OK, let me qualify my statement more clearly.

The OP stated he has hollow block walls with a tiny air gap and 3/8 drywall on the inside. Depending on whether it is skinny, medium, or heavy block, the r-value will fall between 1 and 2. The home is 30 years old, so there will be gaps or cracks in the block that will cause infiltration. He can't get to the top of the walls without tearing off the roof. Money is tight and winter is coming.

Yes, eventually the outer envelope should be improved upon. Wrapping the house with foamboard would take advantage of the thermal mass of the wall and eliminate the need for interior insulation. This involves tearing off siding, inspecting, repairing, insulating, wrapping, sealing, residing, and finishing. When time and money is plentiful, this project would radically reduce the home's heat load and save tons of energy. With great investment comes great gain. Oh, and don't forget the windows and doors.

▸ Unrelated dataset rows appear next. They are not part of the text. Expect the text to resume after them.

PR #1019, opened 2016-04-19
Merged target for mbed boards.

knightburton:
Merged the mbed releated targets into one source.
Available targets: FRDM-K64f, Discovery-STM32F4, Discovery-STM32F429ZI, NUCLEO-STM32F4

JerryScript-DCO-1.0-Signed-off-by: Imre Kiss kissi@inf.u-szeged.hu


targets/target-mbed/Makefile.mbed
```diff
@@ -0,0 +1,100 @@
...
+	YOTTA_TARGET  = stm32f429i-disco-gcc
+else ifeq ($(TARGET), nucleo)
+	YOTTA_TARGET  = st-nucleo-f401re-gcc
+	TARGET_DIR   ?= /media/$(USER)/NODE_F401RE
+endif
+
+UPPERC_TARGET = $(shell echo $(TARGET) | tr a-z A-Z) 
+INTERM        = build/obj-mbed-$(TARGET)
+OUTPUT        = build/bin/$(TYPE).mbed$(TARGET)
+COPYTARGET    = targets/target-mbed/libjerry
```
akiss77: I have the problem with the directory name that it unnecessarily duplicates the word "target". We don't follow that scheme under "targets/". Please, just put everything under "targets/mbed/".

targets/target-mbed/Makefile.mbed
```diff
@@ -0,0 +1,100 @@
...
+	 -DEXTERNAL_CMAKE_C_COMPILER=arm-none-eabi-gcc \
+	 -DEXTERNAL_CMAKE_C_COMPILER_ID=GNU \
+	 -DEXTERNAL_COMPILE_FLAGS="$(EXT_CFLAGS)" \
+	 -DEXTERNAL_MEM_HEAP_SIZE_KB=$(JERRYHEAP) \
+	 -DEXTERNAL_PORT_DIR=$(EXT_PORT_DIR)
+
+	make -C $(INTERM) $(TYPE).external
+	cp `cat $(INTERM)/$(TYPE).external/list` $(OUTPUT)/.
+	cp $(OUTPUT)/lib$(TYPE).jerry-core.a $(COPYTARGET)/libjerrycore.a
+	cp $(OUTPUT)/lib$(TYPE).jerry-libm.lib.a $(COPYTARGET)/libfdlibm.a
```
akiss77: As we have specialized fdlibm to jerry recently, its name became jerry-libm. So, I'd suggest that being reflected in the copy target as well, i.e., please copy it as `$(COPYTARGET)/libjerrylibm.a`. (This will need an update in makejerry.cmake as well.)

targets/target-mbed/js/blink.js
```diff
@@ -1,9 +1,10 @@
 var check = 1;
 
-function blink() {
+function blink ()
+{
   var blk = (check > 8) ? 1 : 0;
-  led(1, blk);
+  led(0, blk);
   check = (check >= 10) ? 1 : check+1;
```
akiss77: Style: add spaces around the plus sign.

targets/target-mbed/source/jerry_port.c
```diff
@@ -0,0 +1,141 @@
...
+  va_start (args, format);
+  count = vfprintf (stderr, format, args);
+  va_end (args);
+  return count;
+} /* jerry_port_errormsg */
+
+/**
+ * Provide output character to console implementation for the engine.
+ */
+int jerry_port_putchar (int c) /**< character to put */
```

Insulating the walls from within tackles more than one problem inherent in their design. Block walls are lossy not so much that concrete is a good conductor of heat, but because of the free air inside. Natural convection transfers lots of heat from the inner to the outer surface. Infiltration occurs everywhere it can, aiding this convection from both the inside and outside. Blowing foam into the cavities shuts down the convection cycle and plugs up the infiltration leaks. The worse shape the wall is in (thermally), the better it works.

MN, you are right. This is not a be all, end all solution for insulating the walls. Efficiency levels are not instantly going to become stellar. But it is a good first step that doesn't take long (1-2 days vs. weeks) or cost much ($$$$ vs. $$$$$) to accomplish. And a $400 a month heating bill is better than a $700 a month heating bill.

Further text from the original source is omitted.